Work task
Within the data below, find the string "circleci" and return each line where it occurs.

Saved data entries
[Start of Attachment]
PR #533, opened 2020-01-23
chore(ci): run unit tests on Node v10 and v12

### LINKED ISSUE #206: CI: also test Node.js 8 and 10
We should also test Node.js 8 and 10.

koba04:
**Summary**

This fixes #206 
Currently, The CI runs on Node v10. 
The current Node LTS versions are v10 and v12, so we should test on the versions.
https://nodejs.org/en/about/releases/

This PR changes the Node version of lint tasks to v12 (current LTS version) and run unit tests on v10 and v12.

**Test plan**

### DIFF
--- a/.circleci/config.yml
+++ b/.circleci/config.yml
@@ -1,75 +1,110 @@
-version: 2
-defaults: &defaults
-  docker:
-    - image: circleci/node:10
-  working_directory: ~/linaria
-jobs:
-  install-dependencies:
-    <<: *defaults
-    steps:
-      - checkout
-      - attach_workspace:
-          at: ~/linaria
-      - restore_cache:
-          keys:
-            - dependencies-{{ checksum "package.json" }}
-            - dependencies-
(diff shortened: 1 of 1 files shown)


koba04:
I've changed CI jobs so the checks(`install-dependencies` and `unit-tests`) have never finished...

Anber:
Hi @koba04 
Thank you for your PR!

Did I understand correctly that `install-dependencies` will be called independently for each job instead of one call in the current version?

koba04:
@Anber 

> Did I understand correctly that install-dependencies will be called independently for each job instead of one call in the current version?

Yes, the `install-dependencies` task runs each job, but it doesn't make the CI job slower because they run as parallel.
But I understand your concern, so I've separated `install-dependencies` as a job.

https://circleci.com/workflow-run/d1f59730-3931-4c8e-aa6a-880fa17c34b8

koba04:
Thanks!

PR #556, opened 2020-03-20
Bump @emotion/is-prop-valid

Pytal:
The latest `@emotion/is-prop-valid` package contains the most up to date valid props so that all valid props such as `loadng` for `img` tags are passed to the DOM as expected.

**Summary**

Linaria would filter out previously invalid props but now valid props such as `loading` for `img` resulting in unexpected output where the loading prop would not be passed to the DOM.

**Test plan**

1. Add `loading` prop to an `img` tag
2. Bundle code and load webpage
3. Inspect the `img` tag and see that the `loading` prop exists on the DOM


Anber:
Hi @Pytal 
Thank you for your PR!

Can you please commit `yarn.lock` as well?

jayu:
Stale PR, I'm closing

PR #557, opened 2020-03-21
fix lock files

jancassio:
**Summary**

Just updated the `yarn.lock` by issues to use the right version of `core-js`.
Even after install the latest version of `core-js` in main project depenencies, Linaria still using `core-js@2x`.

**Test plan**

No test required, for this change, at all, I don't know if we can test it.


jayu:
core-js issue resolved here #569

Issue #554, opened 2020-03-07
Support for the "dash" symbol in the CSS identifiers


klimcode:
## Dash is a valid symbol frequently used in CSS classnames.

Would be great to include this symbol in the sanitization regex here: "linaria/src/babel/utils/toValidCSSIdentifier.ts", so the regex will be like this:
`/[^-_0-9a-z]/gi`

## Motivation

Currently it's impossible to use this Slug "[title]-[hash]". The dash is converted to underscore.

The difference is significant: in the DevTools, double click on a classname "class-abcde" will select only the first part, so it's easy to copy the original classname.
But doubleclick on the "class_abcde" will select the scoped name which forces me to manually remove the hash from selection or select the classname not by doubleclick, but dragging the cursor over the original classname which is much slower and irritating.

soluml:
To add to this issue, there are actually thousands of valid characters beyond the regex above. Mathias Bynens has a [great write up about escaping normally invalid characters for CSS class names](https://mathiasbynens.be/notes/css-escapes) and in that same article he discusses many of character ranges that can be used, including emojis which don't require any escaping at all.

Unless there's a programmatic reason to have Linaria sanitize class names, I think it'd be better to just not sanitize them at all. I think it's fair to trust the developer to use the slug name correctly.  If you do need to sanitize certain characters, then I think it's important to document which characters will be filtered out or transformed and to what.

Finally, at the very least, I too would love to get dashes back 👍

jayu:
Thanks for the research.  I would highly encourage you, folks, to check if changing this regexp does not break the test (it probably will break some snapshots) and what's more important -  builds.  I don't know why it is so strict, maybe there was a reason. From a maintainer perspective, the issue does not have very high priority but is reasonable so I look forward to community contributions :D  

Please check [how you can link](https://github.com/callstack/linaria/blob/master/CONTRIBUTING.md) the development version of Linaria into your existing project

jayu:
Lol, didn't notice the PR is already there 😅 Thanks!

soluml:
PR #564  has merged, so I think this can be closed once available.  Thanks everyone!

PR #564, opened 2020-04-01
Expand the valid CSS Identifier method to allow more valid characters in class names

soluml:
**Summary**

The hyphen (or dash) character is a valid character for CSS class names (under most circumstances) and does not need to be escaped. Characters from the Latin-1 Supplement unicode character range through the Specials unicode range are also valid and do not need to be escaped.

This PR expands the regex used to filter out invalid characters to allow these.

**Test plan**

There are no tests for this method currently. However, we can observe that these characters are valid for CSS class names by [looking at the spec](https://www.w3.org/TR/CSS2/syndata.html#characters). You can [read more information about the additional unicode ranges added](https://jrgraphix.net/research/unicode_blocks.php), and see a read a fantastic write up about [constructing class names here](https://mathiasbynens.be/notes/css-escapes).

This PR will address issue #554.


src/__tests__/__snapshots__/babel.test.ts.snap
```diff
@@ -1,559 +1,559 @@
-// Jest Snapshot v1, https://goo.gl/fbAQLP
```
Anber, line 1: It looks like your snapshot has a different line ending symbol. Could you please check it?

jayu:
Let me check if this does not break my example project builds ^^ I think we should add example project building to our pipelines

Anber:
@jayu we can use http://linaria.now.sh/ as an example project :)

jayu:
@Anber It's a great idea but we might want to have better separation of concerns. I opened an issue for that #565

jayu:
Just checked and it works for me. @soluml  please address @Anber comment and we are ready to go.

src/__tests__/__snapshots__/babel.test.ts.snap
soluml: Yep, my bad! Editor didn't recognize this as a LF project. Updated!

soluml:
@jayu Line Endings for the .snap file have been resolved.

PR #567, opened 2020-04-02
docs: new issue templates

jayu:
**Summary**

I would like to extend and improve issue templates to fit better Linaria use cases and work with new labels

**Test plan**

I will merge it to my fork and test if labels work and if lines of comments are not broke in wrong places
**Edit**: everything works fine.


.github/ISSUE_TEMPLATE/bug_report.md
```diff
@@ -0,0 +1,38 @@
+---
+name: Report a bug 🐛
+about: Report a reproducible bug or reproducible regression.
+labels: 'bug 🐛'
```
thymikee, line 4: It's better to go with a label `bug report`, because they're often not bugs. Also it's worth to add something like `needs repro` and `needs triage` by default. Check how we do it at Jest: https://github.com/facebook/jest/tree/master/.github/ISSUE_TEMPLATE

.github/ISSUE_TEMPLATE/bug_report.md
```diff
@@ -0,0 +1,38 @@
...
+
+<!--
+Especially include
+- version of Linaria you are using
+  - check exact version in lock file
+- used bundler eg. webpack with it's version
+- platform/framework eg. react or next.js
+- node version
+- operating system with version
+-->
```
thymikee, line 21: Make it a list, not a comment:
```
- Linaria version:
- Bundler (+ version): 
- Node.js version:
- OS: 
```
You can also leverage https://github.com/tabrindle/envinfo

.github/ISSUE_TEMPLATE/question.md
```diff
@@ -0,0 +1,9 @@
+---
+name: Question ❓
+about: Choose if you need help.
+labels: 'question ❔'
```
thymikee, line 4: You should focus on making this an issue tracker, not a help forum. Redirect people to Stack Overflow or a Discord channel. See how RN is doing it:

image

.github/ISSUE_TEMPLATE/bug_report.md
jayu: Good idea!

.github/ISSUE_TEMPLATE/question.md
jayu: Hmm, people here are often asking "Does linaria works with.."  Or "How I can me it work with" 
I think in current status of the project those are actually useful questions because we can collect more feedback and identify needs. But I will rephrase `about` to be more informative

.github/ISSUE_TEMPLATE/bug_report.md
jayu: Make sense. We understand `bug reports` without `needs tirage` as real bugs

jayu: Or maybe two labels are actually more useful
[End of Attachment]
Task output
--- a/.circleci/config.yml
+++ b/.circleci/config.yml
-    - image: circleci/node:10
https://circleci.com/workflow-run/d1f59730-3931-4c8e-aa6a-880fa17c34b8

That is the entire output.